3. Port 23333 is mapped.

---

## Environment Variables

* **`HF_TOKEN`** (or `HUGGING_FACE_HUB_TOKEN` inside the container)

* Your Hugging Face Hub token for private gated models.

```bash
export HF_TOKEN=
```

* **`OPENAI_API_KEY`** (optional)

* If you configured the container to require an API key, set this on your host and pass it with `-e OPENAI_API_KEY` in `docker run`. Otherwise, the container defaults to no-auth mode.

---

## Customizing & Troubleshooting

### Change the CUDA base image

In `Dockerfile`, you can swap:

```dockerfile
FROM nvidia/cuda:12.2.2-devel-ubuntu20.04
```

for another tag such as `cuda:11.8-devel-ubuntu20.04` to match your GPU driver.

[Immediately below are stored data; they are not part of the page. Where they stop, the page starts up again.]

PR #1012, opened 2025-01-27
chore: remove vendor subdir

lavarou:


Makefile
```diff
@@ -441,21 +439,14 @@ lasp-test-all:
...
 #
-# Vendored libraries
+# Check for protobuf-c (HAVE_PROTOBUF_C): 
+#  - axiom build needs protoc-c (protobuf-c-compiler)
+#  - agent build needs protobuf-c static library (protobuf-c-devel)
 #
-export GIT
-
-.PHONY: vendor vendor-clean
+.PHONY: protobuf-c
```
mfulb, line 446: Why was the `export GIT` line removed?

lavarou: `export GIT` was removed because it is not used anywhere. It used to be used in `vendor/Makefile` [here](https://github.com/newrelic/newrelic-php-agent/blob/R11.6/vendor/Makefile#L37) and [here](https://github.com/newrelic/newrelic-php-agent/blob/R11.6/vendor/Makefile#L57) and `vendor/Makefile` is removed in this PR. However, even `vendor/Makefile` used to set the default value for `GIT` if it was not set - see [here](https://github.com/newrelic/newrelic-php-agent/blob/R11.6/vendor/Makefile#L6).

zsistla (approved):

PR #1023, opened 2025-02-13
feat(agent): Add AWS Lambda Relationship

ZNeumann:
Instrument AWS Lambda `invoke` and reconstruct the ARN to facilitate a complete service map.

### DIFF
--- a/agent/lib_aws_sdk_php.c
+++ b/agent/lib_aws_sdk_php.c
@@ -367,7 +367,7 @@ void nr_lib_aws_sdk_php_lambda_handle(nr_segment_t* auto_segment,
     }
     if (nr_php_is_zval_valid_array(metadata)) {
       zval* uri = nr_php_zend_hash_find(Z_ARRVAL_P(metadata), "effectiveUri");
-      if (nr_php_is_zval_valid_string(uri)) {
+      if (nr_php_is_zval_valid_string(uri) && !nr_strempty(Z_STRVAL_P(uri))) {
         external_params.uri = Z_STRVAL_P(uri);
       }
     }
--- a/agent/lib_aws_sdk_php.c
+++ b/agent/lib_aws_sdk_php.c
@@ -392,7 +392,7 @@ void nr_aws_sdk_mshutdown(void) {
 
 void nr_aws_sdk_lambda_client_invoke_parse_args(NR_EXECUTE_PROTO, nr_segment_cloud_attrs_t* cloud_attrs) {
   zval* call_args = nr_php_get_user_func_arg(2, NR_EXECUTE_ORIG_ARGS);
-  zval* this_obj = getThis();//NR_PHP_USER_FN_THIS();
+  zval* this_obj = NR_PHP_USER_FN_THIS();
   char* arn = NULL;
   char* function_name = NULL;
   char* region = NULL;
--- a/agent/lib_aws_sdk_php.c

### Use a different Hugging Face model

Change the `--model` argument when running:

```bash
--model your-org/your-model-name
```

If you want to load a quantized checkpoint, append `--quantize gptq` or similar.

## License

This repository is licensed under the **MIT License**. See [LICENSE](LICENSE) for details. If you omit a LICENSE file, it defaults to “All rights reserved.”

---

**Congratulations!** You have a fully functional Docker container that runs DeepSpeed-MII in OpenAI-API compatibility mode. Anyone can now either pull the prebuilt image (`slinusc/deepspeed-mii:latest`) or build from source and run a local inference server for Mistral or any other Hugging Face model.